Auguste Herbin (1882-1960)
Artist's Resale Right ("Droit de Suite"). Artist's… Read more FROM AN IMPORTANT BELGIAN COLLECTION AUGUSTE HERBIN (1882-1960) Having worked through post-impressionist and fauve phases while in his early twenties, Auguste Herbin painted his first cubist pictures in 1909, closely following Pablo Picasso and Georges Braque. Even at this time, he displayed a strong predilection for geometry in his compositions, and he was drawn to the Section d'Or group around the Duchamp brothers, who mingled their Cubism with extra-pictorial elements drawn from philosophy and mathematics. They called themselves the Section d'Or, a name derived from the theoretical works of Pythagoras and Leonardo da Vinci concerning the ideal proportions of the human body. Herbin participated in their second and final group show at the Galerie La Boétie in October 1912, which marked the climax of Cubism as a collective endeavor. Herbin's synthetic cubist phase emphasized flattened geometric forms married to pure, unmodeled colour, and his work after the end of the war in 1918 represented a further distillation of purely formal elements, in which he eventually discarded conventional subject matters. After working in a neo-classical figurative style from 1922 to 1926, he again turned completely abstract, creating baroque curvilinear compositions that, while flat, imply a multi-layered spatial dimension. Together with Georges Vantongerloo, Jean Arp, Albert Gleizes, Jean Hélion and Franz Kupka, Herbin helped found the Abstraction-Crétion group in 1931. By 1940, influenced by the esoteric philosophy of Rudolf Steiner, the colour theories of Wolfgang von Goethe and the medieval art of alchemy, Herbin had formulated his own synthesis of philosophy, music, language, colour and form, which he codified in his Alphabet plastique. His intent was to "escape from the object and to find again the word and creative action" (quoted in D. René, Herbin the Plastic Alphabet, exh. cat., Galerie Denise Ren, New York 1973). He used this system to create entirely flat geometrical compositions that, when compared to the abstractions of the 1930s, are classically balanced, in many instances almost serene, and evoke a transcendent spiritual state. Destruction--creative, negative--positive; the alphabet has the attributes of any great discovery. Through it, Herbin was able to achieve the purest abstraction, to become the master and founder of abstraction in France, a creator of an exceptional originality and richness.

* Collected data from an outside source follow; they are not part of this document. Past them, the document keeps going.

Issue #2137, opened 2014-07-10
self not passed to link_error for task methods


alexhayes:
It appears that for task methods (ie.. `celery.contrib.methods.task`) if used as `link_error` the first argument passed is the `task_id` not `self`, as one would naturally expect.

For example:

```python
from celery.contrib.methods import task
class MyClass(object):

    @task()
    def raises(self):
        raise Exception('Hi')

    @task()
    def on_raise(self, task_id):
        ...
```

If one was to create the following:

```python
m = MyClass()
m.raises.s().apply_async(link_error=m.on_raise.s())
```

It fails, complaining that `TypeError: on_raise() takes at least 2 arguments (1 given)`.

It appears that `task_id` is passed as the first argument and `self` is not passed at all.

As a workaround the signature to `on_raise` can be changed as follows:

```python
    @task()
    def on_raise(task_id, self):
        ...
```

And then `self` passed into the `link_error` callback:

```python
m = MyClass()
m.raises.s().apply_async(link_error=m.on_raise.s(m))
```

However this just seems a little odd for a task method.

Is this an issue or intended behaviour?

nuklea:
Have same issue, when pass subtask by `link` argument. @alexhayes did you find solution?

nuklea:
When `CELERY_ALWAYS_EAGER = True` all works fine.

alexhayes:
I decided to write a decorator to handle this, it's a bit of a hack
solution which is pretty ugly but at least it works - see
https://bitbucket.org/alexhayes/django-toolkit/src/c8c6e3e96627bfa8d8526b2cf324672b9291d10d/django_toolkit/celery/decorators.py?at=master#cl-3

I'm working on a much better solution in #2600 which works for
`apply_async` but not `apply` at the moment and it would be easy to make
this work for normal classes (as opposed to django models) however I
haven't had a chance to do this and I'm also waiting on feedback about my
approach.

All this may be in vain however because @ask has stated that unfortunately
method based tasks are considered a failed experiment and will be removed
in 3.2.

ask:
Closing this, as we don't have the resources to complete this task.  Task methods have been removed for 4.0

PR #2600, opened 2015-04-30
Support for Django Model methods as tasks.

alexhayes:
I'm submitting this PR more for review and suggestions for possible future inclusion.

Essentially I wanted a way to easily turn Django Model methods into tasks.

Up until now I've used `celery.contrib.methods.task` and a [@refresh](https://bitbucket.org/alexhayes/django-toolkit/src/c9aaf1b4ded94b239b91ac354192ffbaa2a9566e/django_toolkit/models/decorators.py?at=master#cl-3) decorator to ensure I don't have a stale model instance. However this approach meant the entire model is serialized and sent across the wire, obviously this is not very efficient and completely unnecessary considering that you then refresh the model in the worker... Obviously the solution outlined in [the docs](http://docs.celeryproject.org/en/latest/userguide/tasks.html?highlight=model#state) gets around both these issues however when you have an application that relies heavily on methods in models and those methods need to be turned into tasks, creating tasks for each is not very DRY and a pain when refactoring.

Thus, I wanted a solution that would only publish the minimum information required to the broker and using this data get a refresh model instance in the worker. The `@model_task` decorator achieves this by using base class `DjangoModelBaseTask` that relies on some slight refactoring of `Task` internals.

My thoughts/questions/comments thus far;

1. I'm yet to confirm if the solution executes the retrieval of the model instance in the parent worker (which obviously should be avoided).
2. Is the refactoring work in `Task` an acceptable approach?
3. Naming of methods `augment_args_for_run` and `augment_args_for_send`
4. Use of `augment_args_for_run` in `celery/app/trace.py` - note that previously it wasn't checking for `self.__self__` but now it will be. Will this be a problem? Note, all tests are passing on python 2.7 & 3.4.
5. The solution doesn't yet work for chains - I'm working on a solution in `celery.canvas.Signature`.
6. The import of `from django.db.models.loading import get_model` occurs within `DjangoModelBaseTask.augment_args_for_run` so that an import error does not occur when building docs - not ideal...
7. How to go about creating tests - this would probably require Django, which I imagine is not really desired.

I'd be happy to break `DjangoModelBaseTask` out into a separate project/repository which would get around the requirement for Django however it obviously relies on the slight refactoring of `Task` - it's also something that I imagine a lot of other users could benefit from (frankly, I can't believe I'm the first person to think of this...).

### DIFF
--- a/celery/app/builtins.py
+++ b/celery/app/builtins.py
@@ -291,7 +291,7 @@ def add_chain_task(app):
             app = self.app
             last, fargs = None, args  # fargs passed to first task only
             for task in kwargs['tasks']:
-                res = signature(task, app=app).clone(fargs).apply(
+                res = signature(task, app=app).clone(fargs, async=False).apply(
                     last and (last.get(), ),
                 )
                 res.parent, last, fargs = last, res, None
--- a/celery/app/task.py
+++ b/celery/app/task.py
@@ -225,7 +225,7 @@ class Task(object):
 
     #: This is the instance bound to if the task is a method of a class.
     __self__ = None
-
+    
     #: The application instance associated with this task class.
     _app = None
 
@@ -560,7 +560,7 @@ class Task(object):
             args = (self.__self__, ) + args
         return args, kwargs
 
-    def augment_args_for_send(self, args, kwargs):
+    def augment_args_for_send(self, args, kwargs, async=True):
         """
         Augment the args/kwargs prior to sending the task to the broker.
         """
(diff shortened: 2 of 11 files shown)


alexhayes:
Commit e3650bf2a250a79e730e4d07f83ab2194c29aa21 has a working `apply_async` implementation however `apply` is not working as yet.

I'm working on a potential solution.

thedrow:
What's the status here?

malinoff:
I don't think this will be merged, since @ask is saying that task methods are failed experience (and I'm completely agree with him).

thedrow:
Do you have an alternative implementation?

alexhayes:
Current status is I was waiting on input as to if task methods would definitely be removed in 3.2. I've spoken to @ask and he says that they won't be removed if the bugs can be sorted out with them.

So I don't forget...

`===8<===`
@alexhayes: is there any chance that you can be persuaded to not remove task methods in 3.2?
@ask: yeah, if the problems with it are fixed :)
@alexhayes: are there specific bugs?
@ask: like self not being set twice for retry
@alexhayes ok, well I'll make that part of my mission for #2600
@ask: task.__self__ is just added as first argument in apply_async
@ask: no way to know if it's already "bound"
@alexhayes: Ok, I'll keep working on #2600 then with the view that it's definitely not going to get merged unless I can solve that problem
@ask: to solve it properly, it would probably need to be sent as a message header in the new task protocol
`===>8===`

alexhayes:
I'm closing this as I have created [django-cereal](https://github.com/alexhayes/django-cereal) which is a much better solution.

There are still a number of other issues, such as #2137, when using task methods but these aren't really related to this issue.

My focus now will be to fix issues related to task methods so they can be retained in 3.2.

PR #2607, opened 2015-05-06
Retries should behave the same in eager and not eager mode.

feanil:
Right now if you use the retry method.  If you are not running in eager mode, than the value of the `throw` paramater is honored(the function throws an exception with the results).  However if you are running in eager moder, this paramater is not honored.

### DIFF
--- a/celery/app/task.py
+++ b/celery/app/task.py
@@ -595,6 +595,8 @@ class Task(object):
             # if task was executed eagerly using apply(),
             # then the retry must also be executed eagerly.
             S.apply().get()
+            if throw:
+                raise ret
             return ret
 
         try:


feanil:
Looks like the travis failure is only with PyPy, I'm not sure what's going on there.  

If I could get some guidance on how to write a test, I'd be happy to do that.  If there is a similar task that I can use as a template that would be very helpful.

feanil:
@ask does this change make sense?

joostdevries:
@feanil could you rename your PR + ammend your commit message to clearly reflect the change? Also: Maybe add a bit of details on why you're proposing this change?

feanil:
@joostdevries Updated, let me know if that is enough information or if something is confusing.

PMickael:
Thanks,
Please add you're name to contributor if you want.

Auguste Herbin (1882-1960)

Oiseau

Details
Auguste Herbin (1882-1960)
Oiseau
signed and dated 'Herbin 1946' (lower right) and titled 'oiseau' (lower left)
oil on canvas
98.5 x 72 cm.
Painted in 1946
Provenance
Bought by the family of the present owners in 1967.
Special Notice
Artist's Resale Right ("Droit de Suite"). Artist's Resale Right Regulations 2006 apply to this lot, the buyer agrees to pay us an amount equal to the resale royalty provided for in those Regulations, and we undertake to the buyer to pay such amount to the artist's collection agent.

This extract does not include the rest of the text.